PROMPT
The result should be the line with "(I missed this one too :)" followed by every remaining line of the entries, each reproduced exactly, with nothing else.

PROVIDED DATA

PR #2601, opened 2018-05-24
OpenBLAS: bump

extrowerk:
WIP


sci-libs/openblas/openblas-0.3.0.recipe
```diff
@@ -0,0 +1,83 @@
+SUMMARY="An optimized BLAS library"
+DESCRIPTION="OpenBLAS is an optimized BLAS library based on GotoBLAS2 1.13 BSD\
+ version."
```
fbrosson:
```diff
-DESCRIPTION="OpenBLAS is an optimized BLAS library based on GotoBLAS2 1.13 BSD\
+DESCRIPTION="OpenBLAS is an optimized BLAS library based on GotoBLAS2 1.13 BSD \
- version."
+version."
```

sci-libs/openblas/openblas-0.3.0.recipe
```diff
@@ -0,0 +1,83 @@
...
+HOMEPAGE="http://www.openblas.net/"
+COPYRIGHT="2011-2018 The OpenBLAS Project"
+LICENSE="BSD (3-clause)"
+REVISION="1"
+SOURCE_URI="http://github.com/xianyi/OpenBLAS/archive/v$portVersion.tar.gz"
+CHECKSUM_SHA256="cf51543709abe364d8ecfb5c09a2b533d2b725ea1a66f203509b21a8e9d8f1a1"
+SOURCE_DIR="OpenBLAS-$portVersion"
```
fbrosson:
```diff
+SOURCE_FILENAME="OpenBLAS-$portVersion.tar.gz"
 SOURCE_DIR="OpenBLAS-$portVersion"
```
([HaikuPorter-Guidelines#archive-name](https://github.com/haikuports/haikuports/wiki/HaikuPorter-Guidelines#archive-name))

sci-libs/openblas/openblas-0.3.0.recipe
```diff
@@ -0,0 +1,83 @@
...
+PATCHES="openblas-$portVersion.patchset"
+
+ARCHITECTURES="!x86_gcc2 x86 x86_64"
+SECONDARY_ARCHITECTURES="!x86_gcc2 x86"
```
fbrosson:
```diff
 ARCHITECTURES="!x86_gcc2 x86 x86_64"
-SECONDARY_ARCHITECTURES="!x86_gcc2 x86"
+SECONDARY_ARCHITECTURES="x86"
```
(No need to mention broken arches on `SECONDARY_ARCHITECTURES`)

sci-libs/openblas/openblas-0.3.0.recipe
```diff
@@ -0,0 +1,83 @@
...
+
+PROVIDES="
+	openblas$secondaryArchSuffix = $portVersion
+	lib:libopenblas$secondaryArchSuffix = $portVersion compat >= 0
+	lib:libopenblasp_r${portVersion}$secondaryArchSuffix = $portVersion compat >= 0
```
fbrosson:
```diff
-	lib:libopenblasp_r${portVersion}$secondaryArchSuffix = $portVersion compat >= 0
+	lib:libopenblasp_r$portVersion$secondaryArchSuffix = $portVersion compat >= 0
```
(You can drop the `{}` in here.)

sci-libs/openblas/openblas-0.3.0.recipe
```diff
@@ -0,0 +1,83 @@
...
+REQUIRES="
+	haiku$secondaryArchSuffix
+	lib:libgfortran$secondaryArchSuffix
+	lib:libgomp$secondaryArchSuffix
+	"
+
+PROVIDES_devel="
+	openblas${secondaryArchSuffix}_devel = $portVersion
+	devel:libopenblas$secondaryArchSuffix = $portVersion compat >= 0
+	devel:libopenblasp_r${portVersion}$secondaryArchSuffix = $portVersion compat >= 0
```
fbrosson:
```diff
-	devel:libopenblasp_r${portVersion}$secondaryArchSuffix = $portVersion compat >= 0
+	devel:libopenblasp_r$portVersion$secondaryArchSuffix = $portVersion compat >= 0
```
(You can drop the `{}` in here.)

sci-libs/openblas/openblas-0.3.0.recipe
```diff
@@ -0,0 +1,83 @@
...
+	cmd:gfortran$secondaryArchSuffix
+	cmd:g++$secondaryArchSuffix
+	cmd:make
+	cmd:perl
+	cmd:pkg_config$secondaryArchSuffix
+	"
+
+defineDebugInfoPackage openblas$secondaryArchSuffix \
+	"$libDir"/libopenblas.so.0 \
+	"$libDir"/libopenblasp-r${portVersion}.so
```
fbrosson:
```diff
-	"$libDir"/libopenblasp-r${portVersion}.so
+	"$libDir"/libopenblasp-r$portVersion.so
```
(You can drop the {} in here.)

sci-libs/openblas/openblas-0.3.0.recipe
```diff
@@ -0,0 +1,83 @@
...
+
+BUILD()
+{
+	# DYNAMIC_ARCH is x86 only
+	# PPC & others should specify TARGET=
+	target=
+	[ "$targetArchitecture" == x86 ] && target=NORTHWOOD
+	[ "$targetArchitecture" == x86_64 ] && target=PRESCOTT
```
fbrosson:
```diff
-	target=
-	[ "$targetArchitecture" == x86 ] && target=NORTHWOOD
-	[ "$targetArchitecture" == x86_64 ] && target=PRESCOTT
+	case "$effectiveTargetArchitecture" in
+		x86) target=NORTHWOOD;;
+		x86_64) target=PRESCOTT;;
+		*) target=;;
+	esac
```

Without this change, `BUILD()` would fail as soon as it reaches a test that returns false.

sci-libs/openblas/openblas-0.3.0.recipe
```diff
@@ -0,0 +1,83 @@
...
+	make MAKE_NB_JOBS=${jobArgs#-j} NO_LAPACKE=1 NO_AFFINITY=1 NO_WARMUP=1 \
+		NUM_THREADS=64 DYNAMIC_ARCH=1 USE_OPENMP=1 TARGET=$target
```
fbrosson:
```diff
-		NUM_THREADS=64 DYNAMIC_ARCH=1 USE_OPENMP=1 TARGET=$target
+		NUM_THREADS=64 DYNAMIC_ARCH=1 USE_OPENMP=1 ${target:+TARGET=$target}
```
(This change allows to only pass `TARGET=$target` if `$target` is not an empty string.)

Well, maybe this suggestion is not needed at all.

sci-libs/openblas/patches/openblas-0.3.0.patchset
```diff
@@ -0,0 +1,196 @@
...
+diff --git a/driver/others/memory.c b/driver/others/memory.c
+index ef328b9..6a5c843 100644
+--- a/driver/others/memory.c
++++ b/driver/others/memory.c
+@@ -108,6 +108,10 @@ USE OF THIS SOFTWARE, EVEN IF ADVISED OF THE POSSIBILITY OF SUCH DAMAGE.
+ #include <sys/resource.h>
+ #endif
+ 
++#ifdef OS_HAIKU
++#include <posix/unistd.h>
```
alaviss:
```diff
-+#include <posix/unistd.h>
++#include <unistd.h>
```

extrowerk:
Main problem to solve before cosmetic fixes:

runtime_loader: /boot/system/lib/libgfortran.so.4.0.0: Could not resolve symbol '__cpu_model'

@waddlesplash: ping, something really broken here. The current HDF5 recipe also not buildable because this.

extrowerk:
Tests:
- [ ] dev-lang/r
- [ ] dev-libs/caffe
- [ ] dev-python/numpy
- [ ] media-gfx/opentoonz
- [ ] media-libs/opencv
- [ ] sci-libs/armadillo
- [ ] sci-libs/arpack
- [ ] sci-libs/blaze
- [ ] sci-libs/cblas_reference
- [ ] sci-libs/dlib
- [ ] sci-libs/lapack
- [ ] sci-libs/mlpack
- [ ] sci-libs/mlpack
- [ ] sci-mathematics/octave

sci-libs/openblas/openblas2-0.2.20.recipe
```diff
@@ -25,12 +30,15 @@ REQUIRES="
...
+	openblas2${secondaryArchSuffix}_devel = $portVersionCompat
+	devel:libopenblas$secondaryArchSuffix = $libVersionCompat
+	devel:libopenblasp_r$portVersion$secondaryArchSuffix = $libVersionCompat
 	"
 REQUIRES_devel="
-	openblas$secondaryArchSuffix == $portVersion base
+	openblas2$secondaryArchSuffix == $portVersion base
+	"
+CONFLICTS_devel="
+	openblas3${secondaryArchSuffix}_devel
```
fbrosson: I might be wrong, but it looks like both `openblas2-0.2.20.recipe` and `openblas3-0.3.1.recipe` provide `lib:libopenblas$secondaryArchSuffix`, so this means their base packages will overlap.

Now, if we tweak these recipes to allow these 2 base packages to co-exist, then I'd recommend a variant for the `CONFLICTS_devel`:

First, a small remark; Although we can :
* put a :
```
CONFLICTS_devel="
	openblas3${secondaryArchSuffix}_devel
	"
```
in  `openblas2-0.2.20.recipe`
* and, at the same time, put a :
```
CONFLICTS_devel="
	openblas2${secondaryArchSuffix}_devel
	"
```
in `openblas3-0.3.1.recipe`

it is enough to have only one `CONFLICTS_devel`, in any of these recipes.
But since the first `0.3.x` was released after the first `0.2.x`, I'd recommend keeping only the  `CONFLICTS_devel` in `openblas3-0.3.1.recipe`.

sci-libs/openblas/openblas2-0.2.20.recipe
```diff
@@ -1,22 +1,27 @@
...
-DESCRIPTION="OpenBLAS is an optimized BLAS library based on GotoBLAS2 1.13 BSD\
- version."
+DESCRIPTION="OpenBLAS is an optimized BLAS library based on GotoBLAS2 1.13 BSD \
+version."
 HOMEPAGE="http://www.openblas.net/"
 COPYRIGHT="2011-2017 The OpenBLAS Project"
 LICENSE="BSD (3-clause)"
-REVISION="2"
+REVISION="3"
 SOURCE_URI="http://github.com/xianyi/OpenBLAS/archive/v$portVersion.tar.gz"
```
fbrosson: `s/http/https/`

BTW, although I'm OK with the revision bump, I think other contributors might prefer a reset because we have "renames" in `PROVIDES` and `PROVIDES_devel`.

Also, are you sure openblas2 and openblas3 don't overlap?

extrowerk: They overlap for sure. What should we do then?

fbrosson: There are 2 solutions:

A) We just need to add a
```
CONFLICTS="
	openblas2$secondaryArchSuffix
	"
```
to `openblas3-0.3.1.recipe`.

Pros:
This would allow to have prebuilt packages for both openblas2 and openblas3.

Cons:
The "cost" for this is that we have two recipes, and that upgrades won't be automatic, unless we add a `REPLACES` to one of the recipes.

B) The other way to handle this is to drop openblas `0.2.x` and only keep `0.3.1`, in `openblas-0.3.1.recipe`, i.e. without the rename from "openblas" to "openblas3".
Pros:
No need for any `CONFLICTS{,_devel}` or `REPLACES`.
Cons:
`0.2.x` won't be available.

(I don't know which is best.)

extrowerk: I rebuilt all the dependent packages with openblas3, there was no problems.
I'm not against dropping the old recipe.
@korli: any input?

sci-libs/openblas/openblas2-0.2.20.recipe
```diff
@@ -1,22 +1,27 @@
...
-DESCRIPTION="OpenBLAS is an optimized BLAS library based on GotoBLAS2 1.13 BSD\
- version."
-HOMEPAGE="http://www.openblas.net/"
+DESCRIPTION="OpenBLAS is an optimized BLAS library based on GotoBLAS2 1.13 BSD \
+version."
+HOMEPAGE="https://www.openblas.net/"
 COPYRIGHT="2011-2017 The OpenBLAS Project"
 LICENSE="BSD (3-clause)"
-REVISION="2"
+REVISION="3"
```
alaviss: You may want to reset `REVISION` instead.

sci-libs/openblas/openblas2-0.2.20.recipe
alaviss: I usually like to drop the old version, but it seems like Haiku has [an interest in keeping old software running][0]. So I think we should keep the old version until security problems start to surface.

[0]: https://github.com/haikuports/haikuports/issues/2788#issuecomment-404202842

pulkomandy:
On Tue, Jul 24, 2018 at 03:55:47PM +0000, alaviss wrote:
> I usually like to drop the old version, but it seems like Haiku has
> [an interest in keeping old software running][0]. So I think we should keep
> the old version until security problems start to surface.

You are exagerating my opinion here.

There is an interest in keeping BeOS software running (what would be the
point in being compatible otherwise?). There is also an interest in
keeping some useful Haiku apps running (because otherwise we would
always get complains that "the OS is nice, but there are no apps". Let's
try to keep what we have running.

But, there is no need to keep old versions of a specific piece of
software running, when there are newer versions available. In the case
of OpenBLAS, I don't even think it got much use at all from 3rd party
software yet? We can enjoy the fact that we are still not in beta and
remove it before we commit to some ABI stability, then.

alaviss:
@pulkomandy 

> Let's try to keep what we have running.

Thanks for the clarification :)

@extrowerk 

If you're sure that you have revbumped and tested all package that depends on OpenBLAS, then it's fine to drop the older version. While I've never looked at 3rd party repos, I think no one actually uses OpenBLAS anyway.

I'm not certain how we should merge the PRs in case we do drop the old package, since I don't know how the builders work. But I would assume that they will build the new OpenBLAS first then start building the rest in the queue, so merge this PR then merge the revbumps in quick succession.

waddlesplash:
> build the new OpenBLAS first then start building the rest in the queue, so merge this PR then merge the revbumps in quick succession.

Nope, the build order is not defined unless there are explicit dependencies. If we want to have implicit dependencies, we will need to merge this, wait for the builders to begin, and then merge the others so the next run will rebuild them against the new OpenBLAS. See https://github.com/haikuports/haikuporter/issues/158.

fbrosson:
Dependencies | Pros | Cons
-- | -- | --
Implicit | Already there, and working quite well. | We have to wait for the builders to finish their work before we revbump the other recipes.
Explicit | No need to schedule any build. | We'll need to update the dependencies.

I think we can continue with implicit dependencies, but I'm OK with switching to explicit ones.

BTW, we can probably do a smooth transition, i.e. not changing all recipes at the same time,, in case we choose to use explicit dependencies.
Also, we can even keep implicit dependencies for some recipes, and switch to explicit ones for other recipes, if nobody objects such a "mix" :)

pulkomandy:
The "waiting for builders" is a brittle point. For example when we bootstrap a new architecture or when we need to rebuild a lot of things because of major ABI changes (this will happen on the road to R2), we can't really handle this by a dozen of commits bumping revisions of small subsets of packages. "Pro": reliable builds, making sure a given revision of the package is matched with a precise version of the dependencies, accross all architectures (nothing guarantees this with implicit dependencies).

There is already a script to automate the revision bump, it should just be extended to also bump the dependency constraint. No extra work for developers, then. In that case, there is no "Con".

Of course there is no need to change all the recipes at once.

sci-libs/openblas/openblas3-0.3.1.recipe
```diff
@@ -0,0 +1,94 @@
...
+
+ARCHITECTURES="!x86_gcc2 x86 x86_64"
+SECONDARY_ARCHITECTURES="x86"
+
+portVersionCompat="$portVersion compat >= ${portVersion%%.*}"
+libVersion="$portVersion"
+libVersionCompat="$libVersion compat >= ${libVersion%%.*}"
+
+PROVIDES="
+	openblas3$secondaryArchSuffix = $portVersionCompat
```
fbrosson:
```diff
 PROVIDES="
-	openblas3$secondaryArchSuffix = $portVersionCompat
+	openblas$secondaryArchSuffix = $portVersionCompat
```

sci-libs/openblas/openblas3-0.3.1.recipe
```diff
@@ -0,0 +1,94 @@
...
+	lib:libopenblasp_r$portVersion$secondaryArchSuffix = $libVersionCompat
+	"
+REQUIRES="
+	haiku$secondaryArchSuffix
+	lib:libgfortran$secondaryArchSuffix
+	lib:libgomp$secondaryArchSuffix
+	"
+
+PROVIDES_devel="
+	openblas3${secondaryArchSuffix}_devel = $portVersionCompat
```
fbrosson:
```diff
 PROVIDES_devel="
-	openblas3${secondaryArchSuffix}_devel = $portVersionCompat
+	openblas${secondaryArchSuffix}_devel = $portVersionCompat
```

sci-libs/openblas/openblas3-0.3.1.recipe
```diff
@@ -0,0 +1,94 @@
...
+	devel:libopenblas$secondaryArchSuffix = $libVersionCompat
+	devel:libopenblasp_r$portVersion$secondaryArchSuffix = $libVersionCompat
+	"
+REQUIRES_devel="
+	openblas3$secondaryArchSuffix == $portVersion base
+	"
+CONFLICTS_devel="
+	openblas2${secondaryArchSuffix}_devel
```
fbrosson:
```diff
-CONFLICTS_devel="
-	openblas2${secondaryArchSuffix}_devel
-	"
```

sci-libs/openblas/openblas3-0.3.1.recipe
```diff
@@ -0,0 +1,94 @@
...
+BUILD_PREREQUIRES="
+	cmd:awk
+	cmd:gfortran$secondaryArchSuffix
+	cmd:g++$secondaryArchSuffix
+	cmd:make
+	cmd:perl
+	cmd:pkg_config$secondaryArchSuffix
+	"
+
+defineDebugInfoPackage openblas3$secondaryArchSuffix \
```
fbrosson:
```diff
-defineDebugInfoPackage openblas3$secondaryArchSuffix \
+defineDebugInfoPackage openblas$secondaryArchSuffix \
```

Also, don't forget to rename the files:
openblas**3**-0.3.1.{recipe,patchset} :arrow_right: openblas-0.3.1.{recipe,patchset}.

sci-libs/openblas/openblas3-0.3.1.recipe
```diff
@@ -0,0 +1,94 @@
...
+version."
+HOMEPAGE="http://www.openblas.net/"
+COPYRIGHT="2011-2018 The OpenBLAS Project"
+LICENSE="BSD (3-clause)"
+REVISION="1"
+SOURCE_URI="http://github.com/xianyi/OpenBLAS/archive/v$portVersion.tar.gz"
+CHECKSUM_SHA256="1f5e956f35f3acdd3c74516e955d797a320c2e0135e31d838cbdb3ea94d0eb33"
+SOURCE_FILENAME="OpenBLAS-$portVersion.tar.gz"
+SOURCE_DIR="OpenBLAS-$portVersion"
+PATCHES="openblas3-$portVersion.patchset"
```
fbrosson:
```diff
-PATCHES="openblas3-$portVersion.patchset"
+PATCHES="openblas-$portVersion.patchset"
```
(I missed this one :)

sci-libs/openblas/openblas3-0.3.1.recipe
```diff
@@ -0,0 +1,94 @@
...
+	lib:libgomp$secondaryArchSuffix
+	"
+
+PROVIDES_devel="
+	openblas3${secondaryArchSuffix}_devel = $portVersionCompat
+	devel:libopenblas$secondaryArchSuffix = $libVersionCompat
+	devel:libopenblasp_r$portVersion$secondaryArchSuffix = $libVersionCompat
+	"
+REQUIRES_devel="
+	openblas3$secondaryArchSuffix == $portVersion base
```
fbrosson:
```diff
 REQUIRES_devel="
-	openblas3$secondaryArchSuffix == $portVersion base
+	openblas$secondaryArchSuffix == $portVersion base
```
(I missed this one too :)

korli:
FWIW using "--update-dependencies" the build order is defined, haikuporter will rebuild a dependency in the queue before any depending ports, when the available dependency hpkg isn't anymore compatible with the "current" recipe.

fbrosson:
> Rename patchset

Don't forget to also rename the recipe:
`openblas3-0.3.1.recipe` :arrow_right: `openblas-0.3.1.recipe`

extrowerk:
Can you do it please, i am awk for this Weekend.

-- Z.

2018.07.27. dátummal, 17:30 időpontban fbrosson <notifications@github.com> írta:

fbrosson:
That's it.
Warning: I did **_not_** test the recipe.

extrowerk:
Builds, packages fine, tests are broken, no idea why.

ANSWER TO THIS TASK
(I missed this one too :)

korli:
FWIW using "--update-dependencies" the build order is defined, haikuporter will rebuild a dependency in the queue before any depending ports, when the available dependency hpkg isn't anymore compatible with the "current" recipe.

fbrosson:
> Rename patchset

Don't forget to also rename the recipe:
`openblas3-0.3.1.recipe` :arrow_right: `openblas-0.3.1.recipe`

extrowerk:
Can you do it please, i am awk for this Weekend.

-- Z.

2018.07.27. dátummal, 17:30 időpontban fbrosson <notifications@github.com> írta:

fbrosson:
That's it.
Warning: I did **_not_** test the recipe.

extrowerk:
Builds, packages fine, tests are broken, no idea why.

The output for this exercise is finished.